I haven't watched much broadcast television since I started graduate school. In the first few years in Pittsburgh we didn't have a TV in the house and I fell out of the habit. About ten years ago my wife and I started buying or borrowing DVDs and working through particular shows that I'd heard were good. The first was Mad About You, followed by Buffy The Vampire Slayer, 24 (season 1 only; my wife found the cliffhanger endings intolerable), Fawlty Towers, Band Of Brothers, Angel, new Doctor Who, new Battlestar Galactica, The Wire, and a couple of Hong Kong kung-fu shows that I can't explain. We started a few other shows and then abandoned them after discovering that my wife or I didn't like them.

Most of those shows are very good. The Wire is exceptional. Lots of other people have written about it more eloquently than I can. I can understand why the mayor of Reykjavik semi-seriously demanded his allies watch all five seasons. Anyone interested in politics or social institutions should watch it.
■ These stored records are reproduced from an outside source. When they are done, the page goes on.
PR #1297, opened 2026-08-07
(new core) Retain maintained collector output (structured PR 3.6)

aeplay:
The prerequisite that stopped the fourth attempt at PR 4. With this, structured results are constructible **and retained** on the maintained path, so the delivery cut becomes purely a carrier change.

## What was missing

`CollectByTree` was built only inside `if let Some(app_rows) = &request.output.app_rows`, but `app_rows` was populated only for one-shot outputs:

```rust
app_rows: matches!(
    output,
    CurrentQueryProgramOutput::AppRows | CurrentQueryProgramOutput::RelationSnapshot
).then(|| ...)
```

`MaintainedView` was absent from that match, so the collector was never constructed on the **only** path that produces `ViewUpdate`. Earlier work wired the collector into the one-shot path; the maintained path was never connected.

## What this does

- `MaintainedView` now requests recursive collector output for array queries (`crates/jazz/src/node/query_eval.rs:2659`).
- `MaintainedSubscriptionView` (`crates/jazz/src/node/maintained_subscription_view.rs:52`) retains collector records by root, tracks changed roots per tick, and exposes point lookup via `structured_app_row(root)`.
- The peer update-builder boundary already reaches this state; `crates/jazz/src/node/views.rs:169` documents the carrier-ready access path.

**No wire code is touched.** Wire vocabulary, `SyncMessage`, chunking, the v3/v4 question and all four bindings are unchanged, so observable behaviour is unchanged and this lands independently.

## The two risks, addressed

**Authorization.** Collector output stays downstream of policy-filtered query sources — authorization is not re-implemented here. The test plants both an allowed and a **denied** child under the same parent; only the allowed one appears, and the denied child's parent retains an empty collection rather than vanishing.

**`INV-INC-1`.** Per-change work is bounded to collector output for affected parent roots plus map updates for those roots — no scan or re-render of accumulated view state. Retaining a whole rendered tree and re-rendering each tick would be exactly the defect the invariant forbids. The scale canary still passes.

## Tests

`maintained_array_collector_retains_authorized_parent_trees_incrementally` (`crates/jazz/src/node/tests/queries.rs:1415`) covers a true nested `users → todos → comments` retained tree; allowed child present and denied child absent; empty optional collection preserved; and updating one child marking and replacing only its parent's tree.

## Verification

Re-run independently of the implementing lane; exit codes read unpiped.

**Planted positive:** disabling the new `MaintainedView` condition in `query_eval.rs` fails the test at `queries.rs:1481` — so the guard is load-bearing, not incidental.

- the new test → **0**, `1 passed`
- `cargo test -p jazz --test incremental_delivery_canary … -- --exact` → **0**, `1 passed`

Lane-reported: `cargo test -p jazz` **0** · `--no-default-features --features test` **101** (only the three known `catalogue_sync_integration` reds) · `cargo test -p groove` **0** · 300-seed maintained-vs-one-shot oracle **0** · `cargo check -p jazz-sim --benches` **0** · `cargo check --workspace --all-targets` **0** · `cargo fmt --check` **0** · clippy **101** (only the known `warm_reopen_differential` lint).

However, the best of the lot is Buffy The Vampire Slayer. It starts as silly fun --- and remains so --- but as it progresses, it constantly reveals new levels of creative genius. The imagination, writing, execution are staggering. It's not flawless, but it's the only show I seriously consider watching again. It's not for everyone, but it is undoubtedly great art.


Our family went to "Christmas In The Park" tonight at the Auckland Domain. Overall it was pretty fun but the choices of songs to cover were not entirely to my taste. There were too many insipid pop songs about "love", a genre I detest. Who writes this stuff? I appreciate the need to sell music to teenagers, who may think "love" is a fleeting obsession with another person, but celebrating that is just dumb. What is that compared to real, long-lasting love, that is based on self-sacrifice, not just in moments but over the long haul? Down with angsty superficial "love" songs!

Wednesday, 7 December 2011


Forbes has an interesting article:

The one absolutely solid place to store your capital today — if you know how to do it – is in software developers’ wallets. If the world survives looming financial apocalypse dangers at all, this is the one investment that will weather the storms. It doesn’t matter whether you are an individual or a corporation, or what corner of the world you inhabit. You need to find a way to invest in software developers.

The whole article is rather over-the-top, in my opinion, but its points are mostly good and it's thought-provoking. It's also probably useful to point people at when they're considering career choices ... such as the parent I met who was worried that if her Linux-loving daughter became a developer, all those jobs might disappear in the recession. (Her daughter ended up not going into computer science; university counsellors steered her away from it, apparently :-(.)